Task brief: Read the lines below and count those that have the word "HasRelativeMouse". Respond with the number only.

Collected data entries:
....

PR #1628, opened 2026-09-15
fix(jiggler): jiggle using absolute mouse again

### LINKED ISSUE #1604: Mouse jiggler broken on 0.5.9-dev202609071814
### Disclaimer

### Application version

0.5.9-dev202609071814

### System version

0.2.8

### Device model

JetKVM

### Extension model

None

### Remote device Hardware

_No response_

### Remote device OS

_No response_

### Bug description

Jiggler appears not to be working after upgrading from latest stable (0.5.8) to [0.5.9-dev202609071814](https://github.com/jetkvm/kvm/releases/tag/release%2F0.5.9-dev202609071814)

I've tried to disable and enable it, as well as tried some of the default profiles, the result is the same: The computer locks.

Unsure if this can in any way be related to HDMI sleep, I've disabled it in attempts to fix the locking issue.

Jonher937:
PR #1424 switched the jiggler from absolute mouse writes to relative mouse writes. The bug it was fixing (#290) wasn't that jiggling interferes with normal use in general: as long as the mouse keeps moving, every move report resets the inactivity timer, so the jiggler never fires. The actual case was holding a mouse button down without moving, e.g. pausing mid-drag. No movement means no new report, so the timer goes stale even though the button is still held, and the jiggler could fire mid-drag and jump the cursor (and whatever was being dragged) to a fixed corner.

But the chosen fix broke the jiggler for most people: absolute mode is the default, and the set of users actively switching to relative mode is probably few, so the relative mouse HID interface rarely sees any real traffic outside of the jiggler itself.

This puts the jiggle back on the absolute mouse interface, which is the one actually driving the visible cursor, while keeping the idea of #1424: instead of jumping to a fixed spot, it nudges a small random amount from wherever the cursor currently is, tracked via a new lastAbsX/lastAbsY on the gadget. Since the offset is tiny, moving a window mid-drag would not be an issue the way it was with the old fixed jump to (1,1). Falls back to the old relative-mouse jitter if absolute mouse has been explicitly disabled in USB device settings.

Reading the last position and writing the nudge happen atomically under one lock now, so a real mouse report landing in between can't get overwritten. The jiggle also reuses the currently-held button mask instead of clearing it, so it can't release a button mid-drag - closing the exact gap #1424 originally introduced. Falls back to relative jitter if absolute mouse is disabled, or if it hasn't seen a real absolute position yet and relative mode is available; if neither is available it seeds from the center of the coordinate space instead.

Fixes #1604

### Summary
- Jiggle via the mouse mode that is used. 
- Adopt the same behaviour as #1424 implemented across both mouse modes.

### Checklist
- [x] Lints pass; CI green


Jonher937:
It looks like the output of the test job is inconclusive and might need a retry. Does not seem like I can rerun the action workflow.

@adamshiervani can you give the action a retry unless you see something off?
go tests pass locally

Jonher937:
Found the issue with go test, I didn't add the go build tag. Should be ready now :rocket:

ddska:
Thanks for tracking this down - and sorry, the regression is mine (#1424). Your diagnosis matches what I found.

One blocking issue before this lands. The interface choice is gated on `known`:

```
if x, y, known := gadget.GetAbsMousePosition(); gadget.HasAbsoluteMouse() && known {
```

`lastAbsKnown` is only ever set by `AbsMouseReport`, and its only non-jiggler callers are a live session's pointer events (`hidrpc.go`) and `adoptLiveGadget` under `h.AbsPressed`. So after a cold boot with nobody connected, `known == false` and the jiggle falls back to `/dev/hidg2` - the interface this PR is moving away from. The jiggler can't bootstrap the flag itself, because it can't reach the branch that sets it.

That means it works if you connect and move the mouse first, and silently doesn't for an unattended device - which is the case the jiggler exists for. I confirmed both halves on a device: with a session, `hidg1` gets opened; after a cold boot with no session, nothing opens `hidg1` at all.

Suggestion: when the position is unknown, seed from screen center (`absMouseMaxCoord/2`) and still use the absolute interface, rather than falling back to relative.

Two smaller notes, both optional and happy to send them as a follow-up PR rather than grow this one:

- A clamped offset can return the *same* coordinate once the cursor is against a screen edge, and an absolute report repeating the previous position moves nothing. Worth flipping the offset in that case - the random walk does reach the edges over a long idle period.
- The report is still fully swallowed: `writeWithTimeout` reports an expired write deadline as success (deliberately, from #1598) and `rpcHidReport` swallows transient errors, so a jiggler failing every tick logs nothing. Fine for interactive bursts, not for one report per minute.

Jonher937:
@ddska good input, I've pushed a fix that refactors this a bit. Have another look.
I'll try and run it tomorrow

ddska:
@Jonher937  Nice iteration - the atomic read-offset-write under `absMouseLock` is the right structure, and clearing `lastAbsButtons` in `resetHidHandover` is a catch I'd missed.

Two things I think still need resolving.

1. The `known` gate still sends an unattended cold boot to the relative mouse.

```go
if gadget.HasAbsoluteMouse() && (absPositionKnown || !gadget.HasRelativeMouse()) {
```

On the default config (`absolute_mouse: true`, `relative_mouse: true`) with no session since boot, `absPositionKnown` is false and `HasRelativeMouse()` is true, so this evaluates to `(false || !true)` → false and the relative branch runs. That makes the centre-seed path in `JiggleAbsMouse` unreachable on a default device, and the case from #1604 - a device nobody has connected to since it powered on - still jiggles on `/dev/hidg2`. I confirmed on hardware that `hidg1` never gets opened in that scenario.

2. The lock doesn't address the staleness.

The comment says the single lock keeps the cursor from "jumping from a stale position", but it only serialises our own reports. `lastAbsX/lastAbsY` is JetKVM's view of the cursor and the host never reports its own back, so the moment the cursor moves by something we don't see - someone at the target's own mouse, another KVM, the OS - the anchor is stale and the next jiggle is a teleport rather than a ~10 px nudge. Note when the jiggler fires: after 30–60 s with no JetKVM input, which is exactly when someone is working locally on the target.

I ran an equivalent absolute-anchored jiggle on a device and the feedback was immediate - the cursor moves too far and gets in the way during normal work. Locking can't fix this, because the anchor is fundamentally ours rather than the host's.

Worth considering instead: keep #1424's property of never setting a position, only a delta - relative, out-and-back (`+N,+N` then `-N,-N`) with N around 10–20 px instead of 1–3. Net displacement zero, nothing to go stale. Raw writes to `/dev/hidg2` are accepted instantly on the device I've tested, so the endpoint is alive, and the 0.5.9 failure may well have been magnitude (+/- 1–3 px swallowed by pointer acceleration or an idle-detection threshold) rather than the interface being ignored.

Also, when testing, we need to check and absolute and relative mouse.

....

Solution: 2